As always, exceptional work !


----------



## tsunami (Jan 24, 2004)

Beautiful, vigorous rare/uncommon Cryptocoryne collection. Congratulations on growing usteriana and aponogetiifolia emersed! 

Carlos


----------



## EDGE (Feb 28, 2004)

Great looking plant. Does the 'red lucanas' get real big?


----------



## Xema (Mar 24, 2004)

Edge,

Red Lucanas is a variant what doesn´t grow so tall as regular balansae... I ussually get balansae specimens with 80/90cm long, but never got red lucanas over 60 cm long.

But don´t take as rigth my reply.... I am not a serius/real crypt collector


----------



## Aaron (Feb 12, 2004)

Very nice Xema. Can I ask from where you got your usteriana? Looks more like aponogetifolia to me. Certainly not like the usteriana I have growing emersed anyway. Did you get it from Roland?
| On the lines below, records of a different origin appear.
PR #105, opened 2019-06-21
feat(cactus-web): Created avatar component.

vvyverman1:
CACTUS-124


modules/cactus-web/src/Avatars/Avatars.tsx
```diff
@@ -0,0 +1,141 @@
+import { CactusTheme } from '@repay/cactus-theme'
+import { MarginProps, margins } from '../helpers/margins'
+import styled, { css, FlattenInterpolation, ThemeProps } from 'styled-components'
+
+export type AvatarUsage = 'alert' | 'feedBack' | 'steps'
+export type AvatarColor =
+  | 'NotificationError'
+  | 'NotificationAlert'
+  | 'NotificationInfo'
+  | 'StatusCheck'
```
JamesNimlos: I think we should make these options `'error' | 'warning' | 'info' | 'success'`

modules/cactus-web/src/Avatars/Avatars.tsx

Either way, it's a beautiful plant.

Good luck with the nurii, I have a plant that is going on three years and it still seems like it is "adapting" to emersed culture!


----------



## Xema (Mar 24, 2004)

Aaron,

I got my usteriana from GreenChapter... does any wrong ID?

Some more Crypts

C. crispatula var. balansae growing on live moss










C. crispatula var. balansae growing in coconut peat and sand mixture.










C. longicauda on half dead moss and top layer with live moss










C. spiralis var. spiralis growing on live moss










Greets from Spain


----------



## Aaron (Feb 12, 2004)

Xema said:


> Aaron,
> 
> I got my usteriana from GreenChapter... does any wrong ID?
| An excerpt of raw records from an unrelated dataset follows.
PR #108, opened 2019-06-24
 feat(cactus-web): Add file input component

Dhalton:
Adds file input to `cactus-web` & the avatar colors to `cactus-theme`


modules/cactus-web/src/FileInput/FileInput.tsx
```diff
@@ -0,0 +1,624 @@
...
+              onRetry={handleRetry}
+              status={file.status}
+              errorMsg={file.errorMsg}
+              labels={labels}
+              boxRef={index === 0 ? topFileBox : undefined}
+            />
+          ))}
+          <TextButton variant="action" onClick={handleOpenFileSelect}>
+            <BatchstatusOpen iconSize="small" />
+            Select Files...
```
JamesNimlos: This needs to be translatable.

modules/cactus-web/src/FileInput/FileInput.tsx
```diff
@@ -0,0 +1,624 @@
...
+  | 'EncodingError'
+  | 'UnknownError'
+type FileStatus = 'loading' | 'loaded' | 'error'
+
+interface FileInputProps
+  extends MarginProps,
+    MaxWidthProps,
+    WidthProps,
+    Omit<
+      React.DetailedHTMLProps<React.HTMLAttributes<HTMLDivElement>, HTMLDivElement>,
```
JamesNimlos: An input will ideally accept `onFocus` and `onBlur` as a form element. Probably on the main button would be sufficient.

modules/cactus-web/src/FileInput/FileInput.tsx
```diff
@@ -0,0 +1,624 @@
...
+
+interface State {
+  files: FileObject[]
+  inputKey: string
+}
+
+const EmptyPromptsBase = (props: EmptyPromptsProps) => (
+  <div className={props.className}>
+    <ActionsUpload iconSize="large" />
+    <span>Drag files here or</span>
```
JamesNimlos: More text to make translatable.

modules/cactus-web/src/FileInput/FileInput.tsx
```diff
@@ -0,0 +1,624 @@
...
+          new Promise<FileObject>(resolve => {
+            resolve({ fileName: file.name, contents: null, status: 'loading' })
+          })
+      )
+
+      Promise.all(loadingPromises).then(results => {
+        if (isMounted.current === true) {
+          setState(state => ({ ...state, files: results }))
+          if (typeof onChange === 'function') {
+            onChange(name, results)
```
JamesNimlos: Let's leave this call to `onChange` out and if they want access to the state at this point we can add a different api for that. Instead we can just set the state synchronously with the loading files.

modules/cactus-web/src/FileInput/FileInput.tsx
```diff
@@ -0,0 +1,624 @@
...
+              fileName: file.name,
+              contents: null,
+              status: 'error',
+              errorMsg: errorMsg,
+            })
+          })
+        }
+
+        if (rawFiles) {
+          return new Promise<FileObject>(resolve => {
```
JamesNimlos:
```suggestion
          return Promise.resolve({
            fileName: file.name,
            contents: file,
            status: 'loaded'
          })
```
You can actually just use Promise.resolve here, and it's the same just a little cleaner.

modules/cactus-web/src/FileInput/FileInput.tsx
```diff
@@ -0,0 +1,673 @@
...
+    }
+
+    ${ActionsRefresh} {
+      height: 12px;
+      width: 12px;
+    }
+  }
+`
+
+const defaultErrorHandler = (errorType: ErrorType, accept: string[] | undefined = []): string => {
```
JamesNimlos: Let's add this as a static property on the exported component so people can use it when they only want to override a single error type.

PR #113, opened 2019-06-27
feat(cactus-i18n): allow section language override

JamesNimlos:
[CACTUS-128]


examples/standard/src/locales/es/global.js
```diff
@@ -3,4 +3,5 @@ welcome-message = Bienvenido a la aplicación estándar usando \`@repay/cactus-i
   demostrando los usos básicos
 home-link = Vete a página de inicio
 feature-carrots-label = Incluir zanahorias en bocadillos
+terms-title = Terms and Conditions
```
Dhalton: Shouldn't this be the Spanish translation?

PR #115, opened 2019-06-28
chore(): Set maxWorkers on CI test pipeline

Dhalton:
This **should** fix the problems with memory that we've been seeing in our CI pipeline the last couple weeks. I added `--maxWorkers=2` to the `test:ci` commands wherever appropriate and added a `test:local` command without the restriction on max workers to each package that should be used for simulating the CI testing locally


package.json
```diff
@@ -21,6 +21,7 @@
     "fmt": "yarn lint --fix",
     "test": "yarn test:ci",
```
JamesNimlos: Let's change the normal test command to call `test:local` instead of ci

Dhalton: Yeah must've missed that! Whoops!

PR #170, opened 2021-04-12
LTD-749 update outdated jquery

r4vi:
This turned into quite the mammoth task so I have made the commits as atomic as possible.

The problem this PR tried to solve was the usage of an outdated vendored version of Jquery but this was a can of worms.

To use the jquery bundled via node_modules, a lot of the dependent modules needed to be updated to be able to interact with a version of jquery that is provided by a JS module system rather than just being a global available as `$`

I've also updated our javascript bundler `parcel` to the latest version


caseworker/templates/components/picklist-picker.html
```diff
@@ -42,8 +42,8 @@
 
 	</div>
 {% endif %}
-
-<script>
+{% block javascript %}
+<script nonce="{{ request.csp_nonce }}">
```
agalamatis, line 46: No script type?

agalamatis:
I think there is [one more place](https://github.com/uktrade/lite-frontend/blob/master/exporter/templates/applications/goods-types/countries.html#L76) helpers.js is pulled directly.

agalamatis (approved):
I left some comments about a couple of minor things.

On the assumption that I trust node generating everything correctly, it addresses the issue identified by the PenTest regarding jQ.

caseworker/templates/components/picklist-picker.html
r4vi: just staying consistent with the rest of the code base.

r4vi:
> I think there is [one more place](https://github.com/uktrade/lite-frontend/blob/master/exporter/templates/applications/goods-types/countries.html#L76) helpers.js is pulled directly.

looks like that's on master, removed in this branch

PR #172, opened 2021-04-15
[LTD-775] Session Termination

alixedi:
During pen tests, we found that even when a user account was terminated on the SSO, the user would still be able to access LITE using browser cookies.

Other DIT services get around this by using introspection middleware. This middleware hits the introspection endpoint on the SSO service and caches the response for a small amount of time.

We are doing something very similar for LITE.

P.S. It's not introspection technically because we are not using the `/o/introspect` endpoint from the SSO service. In the case of `staff-sso`, it is because this endpoint requires a different token. For the case of `directory-sso`, I haven't been able to find an endpoint for introspection.

### DIFF
--- a/core/middleware.py
+++ b/core/middleware.py
@@ -1,4 +1,5 @@
 import time
+import logging
 
 import requests
 from s3chunkuploader.file_handler import UploadFailed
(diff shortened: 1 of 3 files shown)


core/middleware.py
```diff
@@ -101,3 +106,38 @@ def __call__(self, request):
...
+        client = request.authbroker_client
+        token = client.token.get("access_token", "")
+        cache_key = f"sso_introspection:{token}"
+        cache_value = cache.get(cache_key)
+        if cache_value is not None:
+            return
+        logger.info("Introspecting with SSO: %s", request.session.get("lite_api_user_id"))
+        response = client.get(settings.AUTHBROKER_PROFILE_URL)
+        response.raise_for_status()
+        cache.set(cache_key, True, timeout=60 * 5)
```
r4vi, line 129: can we make the timeout configurable (default to 5 mins) in settings.py?

r4vi (approved):

r4vi:
only one small comment from me, not required to merge but up to you...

I thought so. I too got some of these "usteriana" from Roland and thought they were aponogetifolia. I asked Roland about it too and he said they look suspiciously like apono. Who knows though, until we see a flower.
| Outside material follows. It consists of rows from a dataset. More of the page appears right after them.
PR #175, opened 2021-04-21
[LTD-755] User Feedback

alixedi:
This does 3 things -

1. Adds user email to the session. This is used in the feedback loop.
2. Adds a `feedback` app with 2 views. The first view renders a feedback form. The second view says thank you. In between the 2 views, user feedback (along with user email) is sent to a specified email inbox for triage via Notify.
3. Adds a Beta banner with a link to the feedback.

The tests cover most code paths. The only assumption is for `send_email_notification` to throw a subclass of `RequestException` when it fails. I have checked this. It does. 

I haven't included any tests for the beta banner. This is because I have chosen to put it in the template without any conf switches. I feel that it is unlikely that we will need to remove it quickly i.e. with just a config change instead of a PR.

P.S. I have gone off-spec in one place. I haven't put the "<x> characters remaining" thing under the feedback text area. I don't think it is a blocker for pvt. beta but let me know if you think I am wrong.

image

### DIFF
--- a/Pipfile
+++ b/Pipfile
@@ -57,6 +57,7 @@ crispy-forms-gds = "~=0.2"
 django-health-check = "~=3.14.3"
 django-allow-cidr = "~=0.3"
 django-redis = "~=4.12"
+notifications-python-client = "~=6.0"
 
 [requires]
 python_version = "3.7"
--- a/caseworker/templates/layouts/base.html
+++ b/caseworker/templates/layouts/base.html
@@ -65,7 +65,7 @@
 			<a class="app-header__link" href="{% url 'core:index' %}" data-tooltip="Go home">
 				{% svg 'crest' %}
 				<span class="lite-mobile-hide">
-					Licensing for International Trade and Enterprise <span class="govuk-tag lite-tablet-hide govuk-!-margin-left-3">Alpha</span>
+					Licensing for International Trade and Enterprise
 				</span>
 			</a>
 			<span></span>
@@ -84,6 +84,20 @@
 			</a>
 		</div>
 	</header>
+
+	<!-- Beta Banner -->
+	<div class="govuk-width-container">
+		<div class="govuk-phase-banner">
+			<p class="govuk-phase-banner__content">
+				<strong class="govuk-tag govuk-phase-banner__content__tag">
+				beta
+				</strong>
+				<span class="govuk-phase-banner__text">
+				This is a new service – your <a class="govuk-link" href="{% url 'feedback' %}" target="_blank">feedback</a> will help us to improve it.
+				</span>
+			</p>
+		</div>
+	</div>
 
 	{% block messages %}
 		{% include 'includes/messages.html' %}
--- a/core/feedback/forms.py
+++ b/core/feedback/forms.py
@@ -1,0 +1,5 @@
+from django import forms
+
+
+class FeedbackForm(forms.Form):
+    feedback = forms.CharField(label="Please type your feedback here: ", widget=forms.Textarea)
--- a/core/feedback/urls.py
+++ b/core/feedback/urls.py
@@ -1,0 +1,8 @@
+from django.urls import path
+
+from core.feedback.views import FeedbackView, get_thanks
+
+urlpatterns = [
+    path("", FeedbackView.as_view(), name="feedback"),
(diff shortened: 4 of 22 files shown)


unit_tests/caseworker/feedback/test_views.py
```diff
@@ -0,0 +1,51 @@
...
+
+
+@pytest.mark.parametrize("url", ("feedback", "thanks"))
+def test_feedback_get_success(url, authorized_client):
+    url = reverse(url)
+    response = authorized_client.get(url)
+    assert response.status_code == 200
+
+
+@mock.patch("core.feedback.notify.client")
```
r4vi, line 17: for consistency with the codebase maybe it should be a pytest fixture rather than using @mock.patch directly? example: https://github.com/uktrade/lite-frontend/blob/ca41df83ae086c0f6dff23c6c7409eeecdac56a1/unit_tests/conftest.py#L18

core/feedback/urls.py
```diff
@@ -0,0 +1,8 @@
+from django.urls import path
+
+from core.feedback.views import FeedbackView, get_thanks
+
+urlpatterns = [
+    path("", FeedbackView.as_view(), name='feedback'),
+    path("/thanks", get_thanks, name='thanks'),
```
r4vi, line 7: no trailing slash? feels weird seeing this in a django app

Pipfile
```diff
@@ -57,6 +57,7 @@ crispy-forms-gds = "~=0.2"
 django-health-check = "~=3.14.3"
 django-allow-cidr = "~=0.3"
 django-redis = "~=4.12"
+notifications-python-client = "*"
```
saruniitr, line 60: I think we also commit `Pipfile.lock` which is missing in the PR

unit_tests/caseworker/feedback/test_views.py
alixedi: Err, for some reason, I cannot get the `mock_notify_client.send_email_notification.assert_called_once_with` to pass when I use a `pytest` fixture. I can try and figure out unless you are easy with this.

r4vi: I'm easy, I actually prefer it this way!

caseworker/templates/layouts/base.html
```diff
@@ -85,6 +85,20 @@
...
 
+	<!-- Beta Banner -->
+	<div class="govuk-width-container">
+		<div class="govuk-phase-banner">
+			<p class="govuk-phase-banner__content">
+				<strong class="govuk-tag govuk-phase-banner__content__tag">
+				beta
+				</strong>
+				<span class="govuk-phase-banner__text">
+				This is a new service – your <a class="govuk-link" href="{% url 'feedback' %}" target="_blank">feedback</a> will help us to improve it.
```
r4vi, line 96: nice using `target="_blank"`

r4vi (approved):

core/feedback/forms.py
```diff
@@ -0,0 +1,5 @@
+from django import forms
+
+
+class FeedbackForm(forms.Form):
+    feedback = forms.CharField(label="", widget=forms.Textarea(attrs={"maxlength": "500",}),)
```
eadpearce, line 5: Ideally we should have a label for all form fields for accessibility. I believe the gov uk design system has a `visually-hidden` css class or similar we could use to hide the text for sighted users

exporter/templates/layouts/base.html
```diff
@@ -84,6 +84,17 @@
 		{% endblock %}
 
 		<div class="govuk-width-container">
+			<!-- Beta Banner -->
```
eadpearce, line 87: Since this is also used in caseworker/templates/layouts/base.html we could split it out into a shared template though you'd probably have to tweak some stuff in settings so django knows where to look for it

alixedi: That is a good point. I thought about it but decided to not do it because the beta banner is meant to be removed at some point. Doing it this way means it is significantly easier to remove - materially and from a cognitive load perspective.

alixedi:
I added tests for the exporter app, ran into an issue and fixed it.

I have also added the extra env vars to `example.<x>.env` files.

Finally, I have put a label on the feedback form.

PR #177, opened 2021-04-23
Flush session before logout.

alixedi:


saruniitr (approved):

r4vi:
it looks like this fixes the problem but some tests need to be updated

r4vi (approved):

PR #178, opened 2021-04-26
Only ask deactivation question of firearms, ammunition, components

eadpearce:


exporter/applications/forms/goods.py
```diff
@@ -134,11 +135,15 @@ def unit_quantity_value(request, good, sub_case_type, application_id, back_url):
             else:
                 questions = initial_questions
 
-            if firearm_type in ["ammunition", "firearms"]:
-                questions.append(firearm_proof_mark_field())
-            elif firearm_type == "components_for_firearms":
-                questions.append(does_firearm_component_require_proof_marks_field())
-            questions.append(firearm_is_deactivated_field())
+            if firearm_type in constants.FIREARM_AMMUNITION_COMPONENT_TYPES:
+                questions.append(firearm_is_deactivated_field())
```
saruniitr, line 139: I don't think the order matters here but is there any particular reason for the change of order?
Please also check with content team if they are ok with this change.

saruniitr (commented):
requested clarification, otherwise changes are good to me.

agalamatis (approved):
+1

exporter/applications/forms/goods.py
eadpearce: Yes I checked with Jessica and I think this is fine. Order change is just a side effect of the fix for duplicate questions

eadpearce: *correction: fix for wrong questions asked. not duplicates. that's the other PR I have open!

PR #181, opened 2021-04-30
[LTD-829] File upload validation

alixedi:
This PR adds a custom file upload handler by subclassing `S3FileUploadHandler` that checks the mime-type of a file before uploading using `python-magic` and throws an exception if the file has an invalid mime-type.

This addresses the attack where someone could rename `rat.html` to `rat.pdf` and upload it to our servers. Because the mime-type validation lives in a file-upload-handler, there is no way to e.g. return a nice error message to our users. This is important for the following -

This PR also gets rid of the drag-and-drop upload widget. The problem with this was that it didn't respect the `accept` clause on the regular form input and therefore a user could mistakenly drag-and-drop an invalid file type. This combined with the server-side validation would mean that the user will get a generic service error page instead of a nice error message on the form.

The custom file-upload-handler was particularly hard to test but I have tried my best.


conf/base.py
```diff
@@ -144,7 +144,19 @@
 STREAMING_CHUNK_SIZE = 8192
 S3_MIN_PART_SIZE = 5 * 1024 * 1024
 MAX_UPLOAD_SIZE = 50 * 1024 * 1024
-FILE_UPLOAD_HANDLERS = env.list("FILE_UPLOAD_HANDLERS", default=["s3chunkuploader.file_handler.S3FileUploadHandler"])
+FILE_UPLOAD_HANDLERS = env.list("FILE_UPLOAD_HANDLERS", default=["core.file_handler.SafeS3FileUploadHandler"])
+ACCEPTED_FILE_UPLOAD_MIME_TYPES = (
```
r4vi, line 148:
```python
ACCEPTED_FILE_UPLOAD_MIME_TYPES = env.list("ACCEPTED_FILE_UPLOAD_MIME_TYPES", default=[
    # Default file-types supported by LITE are pdf, doc, docx,
    # rtf, jpeg, png and tiff
    "application/pdf",
    "application/msword",
    "application/vnd.openxmlformats-officedocument.wordprocessingml.document",
    "application/rtf",
    "text/plain",
    "image/jpeg",
    "image/png",
    "image/tiff",
])
```

do we want to allow overriding with env vars?

core/file_handler.py
```diff
@@ -0,0 +1,24 @@
...
+    def receive_data_chunk(self, raw_data, start):
+        """
+        Receive a single file chunk from the browser, validate the
+        file type for the first chunk and leave the rest to super.
+        """
+        # For the first chunk
+        if start == 0:
+            mime = magic.from_buffer(raw_data, mime=True)
+            if mime not in self.ACCEPTED_FILE_UPLOAD_MIME_TYPES:
+                raise UploadFailed("Unsupported file type")
```
r4vi, line 23: we should call `self.abort` to clean up the pending multi part upload in s3

conf/base.py
r4vi: i think maybe we should add CSV too. I think the compliance returns part of lite needs to accept csv, denisals upload needs it too but i think @saruniitr is going to change the fileuploadhandler for that view

alixedi: Adding CSV to this as well. Little downside.

agalamatis (approved):
LGTM

eadpearce (approved):
lgtm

Excellent work Xema, this thread inspired me to go clean out my "crypto-crypt".


----------



## Happy Camper (Jul 22, 2004)

Hi there Xema

I am interested to know the substrate you used on your pontederiifolia, I have one growing emmersed but it is doing very poorly, any tips I can try to improve it? Thanks

Kind Regards
Cameron


----------



## Xema (Mar 24, 2004)

Aaron said:


> I thought so. I too got some of these "usteriana" from Roland and thought they were aponogetifolia. I asked Roland about it too and he said they look suspiciously like apono. Who knows though, until we see a flower.
> 
> Excellent work Xema, this thread inspired me to go clean out my "crypto-crypt".


Have aponogetifolia and usteriana in the same condition (I mean lighting condition) and I can tell you usteriana looks different to aponogetifolia... Last one is yet a young plant... but differents color in the petiole. Maybe in the next year we will see the real indentity.

Harry,

I have to kinds of pontederiifolia, one from my friend Antonio Trias, which in submerged culture grow so big, over 30 cm. This ones have a vigorous growth but little heigth. Other one got it from eBay sold as cordata var. cordata from a guy in england. This one is what you are seeing flowering in picture above. It´s a very big and vigorous plant... will tray to take a picture of both together. 
Any way, I am growing them in a mix soil with silica sand, coconut peat and akadama (33/33/33).

A week after the flower is totally disintegrated it´s sending another one.

Greets from Spain


----------



## Daphnis (Jul 19, 2005)

Hey Xema!

I´ve got a C. usteriana, that looks totally different to yours. I got a emersed plant from Singapore. It had 20 cm leafes at a 50 cm stack. The I put it into my fish tank and the long stacks disaapeared when new leafes grew. I can take some pictures, if you are interested....

Ciao,

Sascha.


----------



## Xema (Mar 24, 2004)

Sure,

Waiting your picture...

The variavility of the leaves is a problem to id them....
And you are telling my about a plant grew first time in woolrock and after in sumerged culture... so is normal your leaves would look differents.

I emailed to you some days ago about cordata....


----------



## Daphnis (Jul 19, 2005)

Ok, here are the pics...

Sorry, they are quite bad, but my fish-tank is so filled with plants and this are only snapshots:









front








back








full plant

So, what do you think?


----------



## HeyPK (Jan 23, 2004)

That looks like usteriana to me. I know, because I am the climax of evolution.


----------



## standoyo (Aug 25, 2005)

wow xema,

i've got like 15 types but only three that you have posted...crazy isn't it? soo many...

there's like six more i'm dying to get. hudoroi, usteriana, affinis, willisi, balansae green and uenoi...

BTW, tokinensis is really hard to grow[too slow]. any pointers will be greatly apreeciated.


----------



## lorba (Feb 4, 2004)

stan, i think i've still got a small usteriana(or)aponogeton floating in my tank. I can pass it to you when you meet me the next time. Also an affinis rhziome if you want it. 

Willisii can be purchased easily.


----------



## fastlee84 (Apr 12, 2004)

man.. i too have plenty of varieties of crypts. But sadly i do not know what are the types that i have.. Sigh.. wish there is someone that can drop by and help me with the classification of the crypts...


----------



## standoyo (Aug 25, 2005)

lorba said:


> stan, i think i've still got a small usteriana(or)aponogeton floating in my tank. I can pass it to you when you meet me the next time. Also an affinis rhziome if you want it.
> 
> Willisii can be purchased easily.


great! thanks a heap roland...now...i have to find my way to singapore...i have friends in singapore maybe i will arrange something with them to collect from you... so there is a santa!


----------